Your task – Return every line in the entries below where the word "Change" shows up.

Record excerpts –
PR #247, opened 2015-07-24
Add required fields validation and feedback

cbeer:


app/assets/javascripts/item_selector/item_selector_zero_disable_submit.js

==

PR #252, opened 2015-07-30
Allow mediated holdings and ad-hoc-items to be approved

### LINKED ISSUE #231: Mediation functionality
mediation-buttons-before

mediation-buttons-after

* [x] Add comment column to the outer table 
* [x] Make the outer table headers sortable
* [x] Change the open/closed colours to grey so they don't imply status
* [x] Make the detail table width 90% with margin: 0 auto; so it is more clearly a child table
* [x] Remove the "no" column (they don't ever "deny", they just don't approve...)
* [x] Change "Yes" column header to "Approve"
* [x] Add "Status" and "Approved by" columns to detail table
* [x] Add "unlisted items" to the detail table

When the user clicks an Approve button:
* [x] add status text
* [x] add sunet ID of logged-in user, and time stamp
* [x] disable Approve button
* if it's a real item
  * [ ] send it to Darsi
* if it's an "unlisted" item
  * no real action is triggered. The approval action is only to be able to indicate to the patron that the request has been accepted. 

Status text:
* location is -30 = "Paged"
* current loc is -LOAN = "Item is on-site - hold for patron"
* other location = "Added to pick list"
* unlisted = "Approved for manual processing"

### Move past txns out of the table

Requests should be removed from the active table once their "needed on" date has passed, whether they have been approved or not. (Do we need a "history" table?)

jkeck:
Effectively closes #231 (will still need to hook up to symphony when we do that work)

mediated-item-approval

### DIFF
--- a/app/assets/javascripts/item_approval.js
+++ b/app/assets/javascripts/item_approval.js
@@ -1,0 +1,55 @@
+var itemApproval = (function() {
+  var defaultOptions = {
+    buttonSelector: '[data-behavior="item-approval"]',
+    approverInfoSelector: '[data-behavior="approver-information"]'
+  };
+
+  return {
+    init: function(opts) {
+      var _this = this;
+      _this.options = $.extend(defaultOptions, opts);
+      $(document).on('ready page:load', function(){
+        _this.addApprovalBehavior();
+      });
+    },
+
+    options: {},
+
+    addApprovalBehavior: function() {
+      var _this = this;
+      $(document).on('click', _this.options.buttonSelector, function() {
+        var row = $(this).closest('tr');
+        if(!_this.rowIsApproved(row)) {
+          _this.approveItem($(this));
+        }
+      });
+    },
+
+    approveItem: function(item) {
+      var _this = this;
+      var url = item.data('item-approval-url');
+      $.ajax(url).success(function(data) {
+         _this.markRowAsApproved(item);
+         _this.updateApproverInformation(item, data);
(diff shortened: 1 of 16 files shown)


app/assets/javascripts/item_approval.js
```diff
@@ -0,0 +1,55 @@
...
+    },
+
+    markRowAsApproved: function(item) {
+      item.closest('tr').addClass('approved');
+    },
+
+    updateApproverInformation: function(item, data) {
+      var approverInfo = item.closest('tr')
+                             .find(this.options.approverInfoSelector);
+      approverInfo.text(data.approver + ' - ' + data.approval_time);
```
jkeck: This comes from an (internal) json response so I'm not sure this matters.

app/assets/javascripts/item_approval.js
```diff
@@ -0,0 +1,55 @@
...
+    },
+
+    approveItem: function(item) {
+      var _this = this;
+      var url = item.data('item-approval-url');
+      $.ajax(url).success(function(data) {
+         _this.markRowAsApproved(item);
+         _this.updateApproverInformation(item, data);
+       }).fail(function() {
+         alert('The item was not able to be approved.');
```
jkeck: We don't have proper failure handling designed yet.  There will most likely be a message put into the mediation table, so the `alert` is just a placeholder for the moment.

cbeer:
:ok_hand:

Task result –
* [x] Change the open/closed colours to grey so they don't imply status
* [x] Change "Yes" column header to "Approve"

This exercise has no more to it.